• What to produce:
Look through the data below and extract, unchanged, the lines from the one that contains "mattdangerw: Worth an" to the one that contains "2) Writing guides", both included.

• Collection entries:

Issue #314, opened 2022-08-26
`keras_nlp.models.BertBase` and `keras_nlp.models.RobertaBase` should support user-supplied weights


jbischof:
Requested in #299 for consistency with `keras-cv`. Currently blocked on finalizing our preprocessing API.

jbischof:
Fixed in #387

PR #343, opened 2022-09-06
Add a BertPreprocessor class

mattdangerw:
This exposes a tokenizer for Bert, including a way to access pretrained vocabularies, as a standalone class. I am fairly confident we will want access to this standalone (though it may be a power user tool). You might want to prepreprocess your inputs outside of the training script, and, in that case, we should not require users to load a massive tf graph.

I think one of the major design considerations here is wether we want add a parameters for the size of the model we want the vocab for (e.g. `"base"` or `"large"`). For bert there is no difference for pretrained vocabularies across sizes. This is also true for gpt-2, roberta, and xlm-roberta. I think for most model tokenizers we can avoid a "model size" parameter, which possibly some exceptions (though I have no concrete examples).

### DIFF
--- a/keras_nlp/models/bert.py
+++ b/keras_nlp/models/bert.py
@@ -30,8 +30,6 @@ def _bert_kernel_initializer(stddev=0.02):
 
 
 # Metadata for loading pretrained model weights.
-# We need the vocabulary_size hardcoded so we can instantiate a Bert network
-# with the right embedding size without downloading the matching vocabulary.
 checkpoints = {
     "bert_tiny": {
         "uncased_en": {
@@ -41,7 +39,6 @@ checkpoints = {
             ),
             "weights_url": "https://storage.googleapis.com/keras-nlp/models/bert_tiny_uncased_en/model.h5",
             "weights_hash": "c2b29fcbf8f814a0812e4ab89ef5c068",
-            "vocabulary_size": 30522,
         }
     },
     "bert_small": {
@@ -52,7 +49,6 @@ checkpoints = {
             ),
             "weights_url": "https://storage.googleapis.com/keras-nlp/models/bert_small_uncased_en/model.h5",
             "weights_hash": "08632c9479b034f342ba2c2b7afba5f7",
-            "vocabulary_size": 30522,
         }
     },
     "bert_medium": {
@@ -63,7 +59,6 @@ checkpoints = {
             ),
             "weights_url": "https://storage.googleapis.com/keras-nlp/models/bert_medium_uncased_en/model.h5",
             "weights_hash": "bb990e1184ec6b6185450c73833cd661",
-            "vocabulary_size": 30522,
         }
     },
     "bert_base": {
@@ -74,7 +69,6 @@ checkpoints = {
             ),
             "weights_url": "https://storage.googleapis.com/keras-nlp/models/bert_base_uncased_en/model.h5",
             "weights_hash": "9b2b2139f221988759ac9cdd17050b31",
-            "vocabulary_size": 30522,
         },
         "cased_en": {
             "description": (
@@ -83,13 +77,11 @@ checkpoints = {
             ),
             "weights_url": "https://storage.googleapis.com/keras-nlp/models/bert_base_cased_en/model.h5",
             "weights_hash": "f94a6cb012e18f4fb8ec92abb91864e9",
-            "vocabulary_size": 28996,
         },
         "zh": {
             "description": ("Base size of BERT. Trained on Chinese Wikipedia."),
             "weights_url": "https://storage.googleapis.com/keras-nlp/models/bert_base_zh/model.h5",
             "weights_hash": "79afa421e386076e62ab42dad555ab0c",
-            "vocabulary_size": 21128,
         },
         "multi_cased": {
             "description": (
@@ -97,7 +89,6 @@ checkpoints = {
             ),
             "weights_url": "https://storage.googleapis.com/keras-nlp/models/bert_base_multi_cased/model.h5",
             "weights_hash": "b0631cec0a1f2513c6cfd75ba29c33aa",
-            "vocabulary_size": 119547,
         },
     },
     "bert_large": {
@@ -108,7 +99,6 @@ checkpoints = {
             ),
             "weights_url": "https://storage.googleapis.com/keras-nlp/models/bert_large_uncased_en/model.h5",
             "weights_hash": "cc5cacc9565ef400ee4376105f40ddae",
-            "vocabulary_size": 30522,
         },
         "cased_en": {
             "description": (
@@ -117,49 +107,54 @@ checkpoints = {
             ),
             "weights_url": "https://storage.googleapis.com/keras-nlp/models/bert_large_cased_en/model.h5",
             "weights_hash": "8b8ab82290bbf4f8db87d4f100648890",
-            "vocabulary_size": 28996,
         },
     },
 }
 
 
 # Metadata for loading pretrained tokenizer vocabularies.
+# We need the vocabulary_size hardcoded so we can instantiate a Bert network
+# with the right embedding size without downloading the matching vocabulary.
 # TODO(mattdangerw): Update our bucket structure so the vocabularies are
 # stored in an independent way, rather than reading from the base model.
 vocabularies = {
     "uncased_en": {
         "description": (
-            "The vocabulary for Bert models trained on "
+            "The vocabulary for BERT models trained on "
             "English Wikipedia + BooksCorpus where case is discarded."
         ),
         "vocabulary_url": "https://storage.googleapis.com/keras-nlp/models/bert_base_uncased_en/vocab.txt",
         "vocabulary_hash": "64800d5d8528ce344256daf115d4965e",
+        "vocabulary_size": 30522,
         "lowercase": True,
     },
     "cased_en": {
         "description": (
-            "The vocabulary for Bert models trained on "
+            "The vocabulary for BERT models trained on "
             "English Wikipedia + BooksCorpus where case is maintained."
         ),
         "vocabulary_url": "https://storage.googleapis.com/keras-nlp/models/bert_base_cased_en/vocab.txt",
         "vocabulary_hash": "bb6ca9b42e790e5cd986bbb16444d0e0",
+        "vocabulary_size": 28996,
         "lowercase": False,
     },
     "zh": {
         "description": (
-            "The vocabulary for Bert models trained on Chinese Wikipedia."
+            "The vocabulary for BERT models trained on Chinese Wikipedia."
         ),
         "vocabulary_url": "https://storage.googleapis.com/keras-nlp/models/bert_base_zh/vocab.txt",
         "vocabulary_hash": "3b5b76c4aef48ecf8cb3abaafe960f09",
+        "vocabulary_size": 21128,
         "lowercase": False,
     },
     "multi_cased": {
         "description": (
-            "The vocabulary for Bert models trained on trained on Wikipedias "
+            "The vocabulary for BERT models trained on trained on Wikipedias "
             "of 104 languages."
         ),
         "vocabulary_url": "https://storage.googleapis.com/keras-nlp/models/bert_base_multi_cased/vocab.txt",
         "vocabulary_hash": "d9d865138d17f1958502ed060ecfeeb6",
+        "vocabulary_size": 119547,
         "lowercase": False,
     },
 }
@@ -177,7 +172,7 @@ def _handle_pretrained_tokenizer_arguments(vocabulary, lowercase):
         vocabulary = keras.utils.get_file(
             "vocab.txt",
             metadata["vocabulary_url"],
-            cache_subdir=os.path.join("models", "bert"),
+            cache_subdir=os.path.join("models", "bert", vocabulary),
             file_hash=metadata["vocabulary_hash"],
         )
         lowercase = metadata["lowercase"]
@@ -209,33 +204,23 @@ def _handle_pretrained_model_arguments(bert_variant, weights, vocabulary_size):
                 f"Received: {weights}"
             )
         metadata = checkpoints[bert_variant][weights]
-        vocabulary_size = metadata["vocabulary_size"]
+        vocabulary_size = vocabularies[weights]["vocabulary_size"]
 
         # TODO(jbischof): consider changing format from `h5` to
         # `tf.train.Checkpoint` once
         # https://github.com/keras-team/keras/issues/16946 is resolved.
         weights = keras.utils.get_file(
             "model.h5",
-<<<<<<< HEAD
-            BASE_PATH + f"{bert_variant}_{weights}/model.h5",
-            cache_subdir=f"models/{bert_variant}/{weights}/",
-            file_hash=checkpoints[bert_variant][weights]["md5"],
-||||||| parent of 82e5a43 (Add a BertTokenizer class)
-            BASE_PATH + f"{bert_variant}_{weights}/model.h5/",
-            cache_subdir=f"models/{bert_variant}/{weights}/",
-            file_hash=checkpoints[bert_variant][weights]["md5"],
-=======
             metadata["weights_url"],
-            cache_subdir=os.path.join("models", "bert", bert_variant, weights),
+            cache_subdir=os.path.join("models", "bert", weights, bert_variant),
             file_hash=metadata["weights_hash"],
->>>>>>> 82e5a43 (Add a BertTokenizer class)
         )
 
     return weights, vocabulary_size
 
 
 class BertCustom(keras.Model):
-    """Bert encoder network with custom hyperparmeters.
+    """BERT encoder network with custom hyperparmeters.
 
     This network implements a bi-directional Transformer-based encoder as
     described in ["BERT: Pre-training of Deep Bidirectional Transformers for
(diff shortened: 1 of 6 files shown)


keras_nlp/models/bert.py
```diff
@@ -251,6 +266,152 @@ def get_config(self):
         return config
 
 
+TOKENIZER_DOCSTRING = """Bert tokenizer with pre-trained vocabularies.
```
fchollet, line 269: Generally we spell `pretrain` in a single word throughout the docs

keras_nlp/models/bert.py
```diff
@@ -251,6 +266,152 @@ def get_config(self):
...
+        be inferred.
+    pack_inputs: If `True`, the layer will accept multiple inputs, pack them
+        into a single sequence, and return a dictionary of
+    sequence_length: The length of the packed inputs. Only used if
+        `pack_inputs` is True.
+    truncator: The algorithm to truncate a list of batched segments to fit
+        within `sequence_length`. Only used if
+        `pack_inputs` is True. The value can be either `round_robin` or
+        `waterfall`:
+            - `"round_robin"`: Available space is assigned one token at a
```
fchollet, line 303: Does this render properly on keras.io?

keras_nlp/models/bert.py
```diff
@@ -251,6 +266,152 @@ def get_config(self):
...
+                time in a round-robin fashion to the inputs that still need
+                some, until the limit is reached.
+            - `"waterfall"`: The allocation of the budget is done using a
+                "waterfall" algorithm that allocates quota in a
+                left-to-right manner and fills up the buckets until we run
+                out of budget. It support arbitrary number of segments.
+
+Example usage:
```
fchollet, line 311: `Example:` so it renders as a section title

fchollet (approved):
LGTM

keras_nlp/models/bert.py
mattdangerw: No :(, is there a good way to do this in a keras.io friendly way?

We have this problem elsewhere it looks like, take a look at `output_mode` for `StringLookup`.
https://www.tensorflow.org/api_docs/python/tf/keras/layers/StringLookup
https://keras.io/api/layers/preprocessing_layers/categorical/string_lookup/

keras_nlp/models/bert.py
```diff
@@ -251,6 +266,152 @@ def get_config(self):
...
+        `vocabulary` should be one of {names}, and should match the `weights`
+        parameter of any pre-trained Bert model.
+    lowercase: If `True`, input will be lowercase before tokenization. If
+        `vocabulary` is set to a pre-trained vocabulary, this parameter will
+        be inferred.
+    pack_inputs: If `True`, the layer will accept multiple inputs, pack them
+        into a single sequence, and return a dictionary of
+    sequence_length: The length of the packed inputs. Only used if
+        `pack_inputs` is True.
+    truncator: The algorithm to truncate a list of batched segments to fit
```
mattdangerw, line 299: Call this `truncate`, that would be more consistent with TextVectorization.

jbischof (changes requested):
I feel torn by the marketing of this method. On the one hand, it's quite a thin wrapper for our tokenizer and packing utilities. On the other, we're trying to make it quite flexible by allowing custom packing and user-supplied vocabularies.

What if we scoped this method down to just loading pretrained tokenizers and left advanced users to roll their own?

keras_nlp/models/bert.py
```diff
@@ -251,6 +266,152 @@ def get_config(self):
...
+        truncator="round_robin",
+        **kwargs,
+    ):
+        # This assumes two things. First, that the "base" models contain all
+        # relevant pre-trained vocabularies. Second, that the vocabulary matches
+        # for a given type of weights across the full set of Bert architectures
+        # (e.g. base and large).
+        if (
+            isinstance(vocabulary, str)
+            and vocabulary in checkpoints["bert_base"]
```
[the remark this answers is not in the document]
mattdangerw: See the note at the top of this PR. I think this is one the bigger conversation topics for this PR.

For `bert`, `gpt2`, `xlmr`, and `roberta`, the vocabs match verbatim across the size variants of the architectures. I could not actually find an example of a popular model that shipped different vocabs for the same pretraining dataset across architectures variants. So I was thinking that for at least most models, a single arg is sufficient and intuitive.

Maybe some future popular model will train different vocabs for different network sizes, then we would need to support `MyCoolModelTokenizer(vocabulary="uncased_en", model_size="base")` or whatever we want to name the parameter. But it seemed unnecessary to do that for all our pretrained tokenizers, when this is not the norm.

mattdangerw:
> What if we scoped this method down to just loading pretrained tokenizers and left advanced users to roll their own?

I think there are two question here. Custom model files, and unpacked input.

**Re custom model files**

I was under the impression we would eventually let users supply custom weight files in https://github.com/keras-team/keras-nlp/issues/314, so it seemed consistent to do the same here. I could see someone copying the vocab to a different cloud/local storage solution, but want the exact same logic as our gcp hosted pretrained tokenizer.

**Re unpacked input*

I'm ok to leave that out if we think it's unimportant (doesn't rule out adding it later).  Here's my pitch to keep it though...

1) I wanted a way to get the pretrained core elements for BERT, with as little assumptions as possible. Felt important for our "modular" identity or something. There should be a way to get just the bert tokenizer without packing. To have the recommend solution to that to be to look into the code and reverse engineer our gcp vocab urls felt slightly user hostile.
2) This seems useful just for demoing purposes! I could see a guide that looks like the following:

```python
# Bert uses a sub-word tokenizer for inputs.
# We will turn off the packing step for now to look at how bert tokenizes words.
tokenizer = keras_nlp.models.BertTokenizer("uncased_en", pack_inputs=False)
tokenizer("Some test input with extravagantly interminable words") -> ....

# Before feeding into a model, bert will need to "pack" inputs into a sequence of fixed length.
# We will also need to compute a mask and segment sequence blah blah...
# Let's take a look! 
tokenizer = keras_nlp.models.BertTokenizer("uncased_en", pack_inputs=True)
tokenizer("Some test input with extravagantly interminable words") -> ....
```

keras_nlp/models/bert.py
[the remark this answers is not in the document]
jbischof: What I'm highlighting is the use of `checkpoints["bert_base"]` to validate and load the pretrained vocabulary. If vocabulary is independent of model size it should have its own struct.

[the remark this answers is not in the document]
jbischof: We might want a separate file system in GCP as well.

jbischof:
Thanks for the clarifications @mattdangerw! This may warrant an offline discussion but I'm offering a different interpretation of our package identity inspired by "Simple use cases should be simple, advanced use cases should be possible". I think both #314 and the packing flag are examples are "framework" thinking where a monolithic API satisfies all use cases. Instead we want to offer the raw modules that can be composed to accomplish anything and a high level API to make the common use cases easy and light on boilerplate. 

If we want an example without packing, we should invoke the tokenizer directly and not provide a single API that provides every combination of functionality conceivable. #314 was requested by @fchollet to be consistent with a historical choice and now it sounds like a wedge to turn ourselves into a framework.

keras_nlp/models/bert.py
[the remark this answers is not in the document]
mattdangerw: Ah gotcha makes sense!

If we go with the organization, I think we should reorganize the `checkpoints` object and bucket file structure as well. Just didn't want to move things around on gcp until we had alignment.

keras_nlp/models/bert.py
```diff
@@ -31,27 +33,40 @@ def _bert_kernel_initializer(stddev=0.02):
...
-            "description": "Base size of Bert where case is maintained. "
-            "Trained on English Wikipedia + BooksCorpus.",
+            "description": (
+                "Base size of Bert where case is maintained. "
+                "Trained on English Wikipedia + BooksCorpus."
+            ),
+            "weights_hash": "f94a6cb012e18f4fb8ec92abb91864e9",
+            "vocabulary_hash": "bb6ca9b42e790e5cd986bbb16444d0e0",
             "vocabulary_size": 28996,
+            "lowercase": True,
```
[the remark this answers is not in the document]
mattdangerw: Oops :)

keras_nlp/models/bert.py
```diff
@@ -251,6 +266,152 @@ def get_config(self):
...
+`keras_nlp.tokenizers.WordPieceTokenizer` which supports loading pre-trained
+vocabularies.
+
+If `pack_inputs` is True, this layer will accept a tuple of (possibly batched)
+inputs, tokenize each input, truncate them according to the `trucator` strategy,
+and pack with them appropriate `"[CLS]"` and `"[PAD]"` tokens. The output of the
+layer will be a dictionary with three keys `"token_ids"`, `"segment_ids"`, and
+`"padding_mask"`. The output can be used directly by a Bert model.
+
+If `pack_inputs` is False, this layer acts only as a raw tokenizer. Input should
```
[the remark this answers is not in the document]
mattdangerw: Worth an offline convo, but some quick thoughts. Custom packing is pretty niche, nice to be able to do it, not huge. The use cases I think are more important are more about interactively using and mix and matching things from our library.

1) Loading the bert pretrained tokenizer to try a simple transformer without a segment embedding. Or an rnn even! Think someone playing around, exploring the library. Bert vocab is pretty widespread, people might want to use it for a wide array of experimentation.
2) Writing guides and demos for Bert, and wanting to demonstrating packing to a user. It's useful to be able to show (and print), the intermediate step.

Another option is to expose a `BertTokenizer` (no packing) and a `BertPreprocessor` (with packing), but I thought the distinction would be a little confusing on first read to many. Or only expose only the raw tokenizer (no packing or constructing the dict!), but then you definitely raise the bar towards getting the whole bert modeling flow working in that case.

I think overall it would be a mistake if our only window to loading a pretrained bert vocab comes with bert packing. I would rather explore other ways to expose both the packed and unpacked versions through a different array of symbols, if we aren't too hot on this design.

keras_nlp/models/bert.py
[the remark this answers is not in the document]
mattdangerw: Reworked the structures for storing our checkpoint/vocab metadata. Left a todo to reorganize the bucket.

I also went ahead and just put the full link for each of these directly in the dict. I have used this in the huggingface code a lot, I think it is a useful feature. It is useful when developing to be able to quickly check you link is correct.

mattdangerw:
OK! After talking offline with Jonathan, I have reworked this to be a  `Layer` and not a `Tokenizer`, which wraps the tokenizer and packer into a single offering. This has the advantage of removing the `pack_inputs` argument, while still allowing direct access to the lower-level WordPiece tokenizer via `layer.tokenizer`. Makes the code very nice.

It does however, land us in an interesting naming conversion. It was a bit of a slight of hand to fold everything into the tokenizer interface, but now we have something explicitly is **not** a tokenizer class, it **has** a tokenizer. I have tentatively named this `BertPreprocessor`, but interested if there are other options we should explore.

 - `BertPreprocessor`: too general? what is preprocessing?
 - `BertTokenizer`: very inaccurate, this has a property called `tokenizer` and does not follow the interface.
 - `BertTokenizerAndPacker`: top marks for accuracy, but doesn't quite roll off the tongue.

Accepting suggestions :), also worth thinking about the idiomatic usage. E.g.

```
# This reads poorly.
preprocessor = BertPreprocessor()

def preprocess(x, y):
  preprocessor(x), y

ds = ds.map(preprocess)
```

@fchollet @jbischof

keras_nlp/models/bert_test.py
```diff
@@ -22,6 +22,40 @@
 from keras_nlp.models import bert
 
 
+class BertPreprocessorTest(tf.test.TestCase):
+    def setUp(self):
+        self.vocab = ["[PAD]", "[UNK]", "[CLS]", "[SEP]", "[MASK]"]
```
jbischof, line 27: Is there a reason the `vocab` is defined sequentially like this?

keras_nlp/models/bert.py
```diff
@@ -328,6 +418,152 @@ def get_config(self):
...
+
+Args:
+    vocabulary: One of a list of vocabulary terms, a vocabulary filename, or
+        the name of the pretrained vocabulary. For a pretrained vocabulary,
+        `vocabulary` should be one of {names}, and should match the `weights`
+        parameter of any pretrained Bert model.
+    lowercase: If `True`, input will be lowercase before tokenization. If
+        `vocabulary` is set to a pretrained vocabulary, this parameter will
+        be inferred.
+    pack_inputs: If `True`, the layer will accept multiple inputs, pack them
```
jbischof, line 447: Remove this arg

jbischof (approved):
LOVE the refactor with the tokenizer and packer as methods! A user would need very little boilerplate to roll their own preprocessing from this class.

I am OK with either `BertTokenizer` or `BertPreprocessor` as the class name. Huggingface uses the former but the latter has clearer expectations. Either way the code is very readable for the user to calibrate their expectations of what is happening here.

mattdangerw:
Thanks @jbischof!

Re `BertTokenizer` I feel like that would be a mistake with the current design. [Tokenizer](https://keras.io/api/keras_nlp/tokenizers/tokenizer/) is an interface, it means something specific in the library, (e.g. has `tokenize()`, `detokenize()`, `vocubulary_size()`, etc.).

If we want that, I think we should flip this back to a design where this actually extends the `tokenizer` interface. That might come with more complexity, but we preserve the ability to say, everything called a "tokenizer" in our library exposes the same consistent set of methods.

So probably just `BertPreprocessor` for now?

keras_nlp/models/bert_test.py
mattdangerw: Just to avoid the case where the black formatter will stick one vocab element per line. I could go the simple list approach, but this will jump from 3 -> 15 lines of code.

There might also be some format annotations if we want, but I prefer to avoid those. No strong preference here.

mattdangerw:
@jbischof with this approach, we would also need to figure out how access the vocabulary size. That's something we should probably document, as it's a required arg on on `BertBase` when loading your own weights. Today that would be as follows.

```
preprocessor = keras_nlp.model.BertPreprocessor(
    vocabulary="uncase_en",
)
model = keras_nlp.models.BertBase(
    vocabulary_size=preprocessor.tokenizer.vocabulary_size(),
)
```

We could also just mirror `vocabulary_size()` on the layer, but then we start to get in a weird game of match the interface with actual the actual `Tokenizer` class. WDYT?

keras_nlp/models/bert.py
```diff
@@ -14,128 +14,218 @@
...
-            "md5": "08632c9479b034f342ba2c2b7afba5f7",
-            "description": "Small size of BERT where all input is lowercased. "
-            "Trained on English Wikipedia + BooksCorpus.",
+            "description": (
+                "Small size of BERT where all input is lowercased. "
+                "Trained on English Wikipedia + BooksCorpus."
+            ),
+            "weights_url": "https://storage.googleapis.com/keras-nlp/models/bert_small_uncased_en/model.h5",
+            "weights_hash": "08632c9479b034f342ba2c2b7afba5f7",
             "vocabulary_size": 30522,
```
jbischof, line 55: Maybe this is out of scope, but in the longer term it seems like vocabularies should know their size and pretrained models should point to a vocabulary. The current setup doesn't make a ton of sense.

jbischof:
For the case of pretrained checkpoints I think this should be handled automatically since the checkpoint should know its vocabulary. Left a comment in the code for that.

For the case of using a vocabulary with new model (including one trained by a user), the best experience will come with using a `Pipeline` as in #346.

Finally, for the case of users who want to control preprocessing directly, what if we made `vocabulary_size` part of the config of the preprocessor? Since the `vocabulary` is part of the `__init__` signature this trait should be immutable.

keras_nlp/models/bert.py
fchollet: Yes, let's change it all over the repo. The two standard options are `Example:` and `Examples:`

fchollet (approved):

keras_nlp/models/bert.py
mattdangerw: That makes sense to me. Will mean that the graph code dips into both of these metadata dicts, but I think that kinda is the coupling here right? Will try that out.

mattdangerw:
@jbischof thanks! I'll just pull `vocabulary_size()` onto the layer. Want to avoid `preprocessor.vocabulary_size` vs `tokenizer.vocabulary_size()` inconsistencies in the library.

keras_nlp/models/bert.py
```diff
@@ -14,128 +14,218 @@
...
+            cache_subdir=os.path.join("models", "bert", bert_variant, weights),
+            file_hash=metadata["weights_hash"],
+        )
+
+    return weights, vocabulary_size
+
+
 class BertCustom(keras.Model):
-    """Bi-directional Transformer-based encoder network.
+    """Bert encoder network with custom hyperparmeters.
```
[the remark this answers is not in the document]
mattdangerw: sg! think I got them all

keras_nlp/models/bert.py
```diff
@@ -328,6 +418,152 @@ def get_config(self):
...
+features = ["The quick brown fox jumped.", "The quick brown fox jumped."]
+labels = [0, 1]
+ds = tf.data.Dataset.from_tensor_slices((features, labels))
+ds = ds.map(
+    lambda x, y: (preprocessor(x), y),
+    num_parallel_calls=tf.data.AUTOTUNE,
+)
+
+# Map a dataset to preprocess a multiple sentences.
+sentence_1 = ["The quick brown fox jumped.", "The quick brown fox skated."]
```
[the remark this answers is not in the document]
mattdangerw: Good call!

• Solution to the problem:
mattdangerw: Worth an offline convo, but some quick thoughts. Custom packing is pretty niche, nice to be able to do it, not huge. The use cases I think are more important are more about interactively using and mix and matching things from our library.

1) Loading the bert pretrained tokenizer to try a simple transformer without a segment embedding. Or an rnn even! Think someone playing around, exploring the library. Bert vocab is pretty widespread, people might want to use it for a wide array of experimentation.
2) Writing guides and demos for Bert, and wanting to demonstrating packing to a user. It's useful to be able to show (and print), the intermediate step.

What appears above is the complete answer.